In one sense the whole of anthropology, concerned with the passage from nature to culture, is an answer to that question. But there is also a general answer. All the secrets were about animals as an intercession between man and his origin. Darwin’s evolutionary theory, indelibly stamped as it is with the marks of the European nineteenth century, nevertheless belongs to a tradition, almost as old as man himself.
Animals interceded between man and their origin because they were both like and unlike man. Animals came from over the horizon. They belonged there and here. Likewise they were mortal and immortal. An animal’s blood flowed like human blood, but its species was undying and each lion was Lion and each ox was Ox. This — maybe the first existential dualism — was reflected in the treatment of animals. They were subjected and worshipped, bred and sacrificed.

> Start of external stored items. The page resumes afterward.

PR #13, opened 2017-07-11
Jm/8/checkbox

JoMarton:


src/components/checkbox/checkbox.tsx
```diff
@@ -0,0 +1,48 @@
...
+interface CheckBoxProps {
+    text?: string;
+    value?: boolean;
+    boxIcon?: string;
+    tickIcon?: string;
+    onChange?: (value: boolean ) => any;
+
+}
+
+export class CheckBox extends React.Component<CheckBoxProps, {}> {
```
tyv: how do you decide whether to use functional stateless component or class?

JoMarton: I don't have a concrete answer to give you apart from conforming to a single pattern... maybe @tobich will have a better answer

tyv: we believe the only case we have to do it is we have to use `this.state`, otherwise it should be SFC

JoMarton: let's decide on it tomorrow and if so i'll refactor

JoMarton: @tyv we discussed it and agree with your position. I'll refactor. Thanks for the input!

src/components/checkbox/checkbox.tsx
```diff
@@ -0,0 +1,46 @@
...
+    value?: boolean;
+    boxIcon?: string;
+    tickIcon?: string;
+    onChange?: (value: boolean) => any;
+
+}
+
+export const CheckBox: React.SFC<CheckBoxProps> = (props) => {
+
+    const handleClick = (event: React.SyntheticEvent<HTMLElement>): void => {
```
tyv: you create that function each time it component receiving new props. 

you can easily remove function above
```tsx
function onCheckBoxClick(value: boolean, handler: function): void {
  if (handler) handler(value)
}
//..
onClick={(event) => onCheckBoxClick(!props.value, props.onChange)}>
```

JoMarton: OK thanks! will change...

src/components/checkbox/checkbox.tsx
```diff
@@ -0,0 +1,41 @@
...
+                 visibility: props.value ? 'visible' : 'hidden',
+                 position: 'relative',
+                 marginLeft: '-1em'
+             }}/>
+        <span data-automation-id="CHECKBOX_LABEL">{props.text || ''}</span>
+    </div>
+);
+
+function executeClickHandler(handler: (value: boolean) => any, value: boolean) {
+    handler && handler(value);
```
tyv: if you have default, you don't have to check the `handler` availability

src/components/checkbox/checkbox.tsx
```diff
@@ -0,0 +1,41 @@
...
+}
+
+CheckBox.defaultProps = {
+    text: '',
+    value: false,
+    boxIcon: '/src/components/checkbox/uncheckedCheckbox.svg',
+    tickIcon: '/src/components/checkbox/tickMark.svg',
+    onChange: ((_: boolean) => {})
```
tyv: what is the reason to have here the noop?

src/components/checkbox/checkbox.tsx
JoMarton: given that I'll remove onChange from defaultProps this remark is less relevant correct?

src/components/checkbox/checkbox.tsx
JoMarton: agree, I think the best thing is to remove the onChange default prop.

tyv: 👍

src/components/checkbox/checkbox.tsx
tyv: yep.

src/components/checkbox/checkbox.tsx
```diff
@@ -0,0 +1,39 @@
+import React = require('react');
+
+interface CheckBoxProps {
```
Ta4i: `type` suits better for Props than `interface`. `interface` should be implemented, but `type` just describing a structure (shape) of an object – that is what Props is.

src/components/checkbox/checkbox.tsx
```diff
@@ -0,0 +1,39 @@
+import React = require('react');
+
```
Ta4i: `type` suits better for Props than `interface`. `interface` should be implemented, but `type` just describing a structure (shape) of an object – that is what Props is.

src/components/checkbox/checkbox.tsx
```diff
@@ -0,0 +1,39 @@
...
+export interface CheckBoxProps {
```
Ta4i: `type` suits better for Props than `interface`. `interface` should be implemented, but `type` just describing a structure (shape) of an object – that is what Props is.

JoMarton: from the typescript language spec: https://github.com/Microsoft/TypeScript/blob/master/doc/spec.md#3.10

"Interface types have many similarities to type aliases for object type literals, but since interface types offer more capabilities they are generally preferred to type aliases"

@tobich ?

src/components/checkbox/checkbox.tsx
tobich: I actually believe that every event handler property should have nop as default value. The reason is that the component shouldn't break when used naively, without any explicit props. Otherwise we would have to check before every invocation of every handler.

src/components/checkbox/checkbox.tsx
tobich: IMHO `interface` is preferable here. `type` usually refer to other type (type alias).

src/components/checkbox/checkbox.tsx
```diff
@@ -0,0 +1,40 @@
...
+         onClick={(event) => executeClickHandler(props.onChange!, !props.value)}>
+        <img data-automation-id="CHECKBOX_BOX"
+             src={props.boxIcon}
+             style={{width: '1em', height: '1em'}}/>
+        <img data-automation-id="CHECKBOX_TICKMARK"
+             src={props.tickIcon}
+             style={{
+                 width: '1em',
+                 height: '1em',
+                 display: props.value ? '' : 'none',
```
tyv: maybe not to render it in case when value is falsy? 
// cc  @alisey

alisey: The motivation for using `display: none` instead of conditional rendering was to preload the image and have it in the cache for when the checkbox is toggled on.

On the other hand, the images are probably going to be combined into a sprite anyway, so I don't know. What's our preferred approach?

demo/checkbox-demo.tsx
```diff
@@ -0,0 +1,29 @@
+import React = require('react');
+import {CheckBox} from "../src/components/checkbox/checkbox";
+
+export const demoCheckBoxText: string = 'covfefe';
```
tobich: The demo should be representative illustration of what the component does. The core of the documentation. So let's make it a bit more friendly. The check can have some reflection in other place, some effect, changing some text on the page or something like that. (Have a look at some component demo page/playbook).

src/components/checkbox/checkbox.tsx
```diff
@@ -0,0 +1,40 @@
...
+    value?: boolean;
+    boxIcon?: string;
+    tickIcon?: string;
+    onChange?: (value: boolean) => any;
+}
+
+export const CheckBox: React.SFC<CheckBoxProps> = (props) => (
+    <div data-automation-id="CHECKBOX_ROOT"
+         onClick={(event) => executeClickHandler(props.onChange!, !props.value)}>
+        <img data-automation-id="CHECKBOX_BOX"
```
tobich: Hm... the intention was that boxIcon and tickIcon are React component classes (classic or stateless) so they are bundled together with the code and are not loaded afterwards. You can have a look in our other projects, we wrote stateless components returning SVG markup. Also, I am not sure how much you can style svg in img element.

src/components/checkbox/checkbox.tsx
```diff
@@ -0,0 +1,40 @@
...
+export interface CheckBoxProps {
+    text?: string;
+    value?: boolean;
+    boxIcon?: string;
+    tickIcon?: string;
+    onChange?: (value: boolean) => any;
+}
+
+export const CheckBox: React.SFC<CheckBoxProps> = (props) => (
+    <div data-automation-id="CHECKBOX_ROOT"
```
tobich: The checkbox should have some styling, albeit minimal. The text is too "stuck" to the box. They shouldn't be bottom aligned, more like base-aligned (the tip of the check mark). No, we don't have a matcher for that. :-)

test/components/checkbox.spec.tsx
```diff
@@ -0,0 +1,96 @@
...
+        });
+
+        simulate.click(select('CHECKBOX_ROOT'));
+
+        return waitFor(() => {
+            expect(select('CHECKBOX_TICKMARK')).to.be.present();
+        });
+    });
+
+    it('Renders', function () {
```
tobich: I guess this one might be too trivial and covered by other tests.

src/components/checkbox/checkbox.tsx
tyv: by the way, you can use this https://github.com/wixplosives/core3-icons

demo/checkbox-demo.tsx
```diff
@@ -0,0 +1,29 @@
+import React = require('react');
```
JoMarton: will do

test/components/checkbox.spec.tsx
JoMarton: I agree

src/components/checkbox/checkbox.tsx
tobich: Also, I'd prefer `React.StatelessComponent` instead of `React.SFC`. It's synonymous, yet more readable.

demo/components/checkbox-demo.tsx
```diff
@@ -0,0 +1,53 @@
...
+const style = require('./checkbox-demo.css');
+
+export class CheckBoxDemo extends React.Component<{},{value: boolean}> {
+
+    constructor() {
+        super();
+        this.state = {value: demoCheckBoxInitialValue};
+    }
+
+    handleChange = (val: boolean) => {this.setState({value: val})};
```
liorzisman: should use mobx for the demo as well

liorzisman: should use mobx for the demo as well

src/components/checkbox/checkbox.tsx
```diff
@@ -0,0 +1,61 @@
+import React = require('react');
+const style = require('./checkbox.css');
+
+export interface CheckBoxProps {
```
liorzisman: if all props are optional, can use `Partial<>` in the SFC

test/components/checkbox.spec.tsx
```diff
@@ -0,0 +1,113 @@
+import React = require('react');
+import {ClientRenderer, expect, simulate, sinon, waitFor} from 'test-drive-react';
+import {CheckBoxDemo, demoCheckBoxText} from "../../demo/components/checkbox-demo";
+import {CheckBox, CheckBoxIconProps} from "../../src/components/checkbox/checkbox";
+
+const boxSVG: React.SFC<CheckBoxIconProps> = () => {
```
liorzisman: has props interface, but function `()` have no `props` there

test/components/checkbox.spec.tsx
```diff
@@ -0,0 +1,113 @@
...
+    return (
+        <svg data-automation-id="CHECKBOX_BOX_TEST"  height="1em" width="1em "viewBox="0 0 16 16" xmlns="http://www.w3.org/2000/svg" >
+            <path fill="none" stroke="black" d="M.5.5h15v15H.5z"/>
+        </svg>
+    )
+};
+
+const tickSVG: React.SFC<CheckBoxIconProps> = () => {
```
liorzisman: same as above

src/components/checkbox/checkbox.tsx
JoMarton: ok

src/components/checkbox/checkbox.tsx
```diff
@@ -0,0 +1,61 @@
...
+    <div data-automation-id="CHECKBOX_ROOT"
+         onClick={(event) => executeClickHandler(props.onChange!, !props.value)}
+         style={{display:'inline'}}>
+
+        { props.boxIcon!({value: props.value}) }
+
+        { props.value && props.tickIcon!({value: props.value}) }
+
+        <span data-automation-id="CHECKBOX_LABEL" style={{marginLeft: '5px', verticalAlign:'top'}}>{props.text || ''}</span>
+        {/*<input type="checkbox"/>*/}
```
Zombiefruit: Is this needed? Seems like it can be removed.

JoMarton: this was actually a placeholder for a native "invisible" component that I totally forgot about! Thanks!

Today the vestiges of this dualism remain among those who live intimately with, and depend upon, animals. A peasant becomes fond of his pig and is glad to salt away its pork. What is significant, and is so difficult for the urban stranger to understand, is that the two statements in that sentence are connected by an and and not a but.
The parallelism of their similar/dissimilar lives allowed animals to provoke some of the first questions and offer answers. The first subject matter for painting was animal. Probably the first paint was animal blood.
– Excerpt from John Berger, ‘Why Look at Animals?’, 1977, reprinted in 2009 by Penguin
This article first appeared in Frieze Week, September 2022 under the headline “Beast Mode”.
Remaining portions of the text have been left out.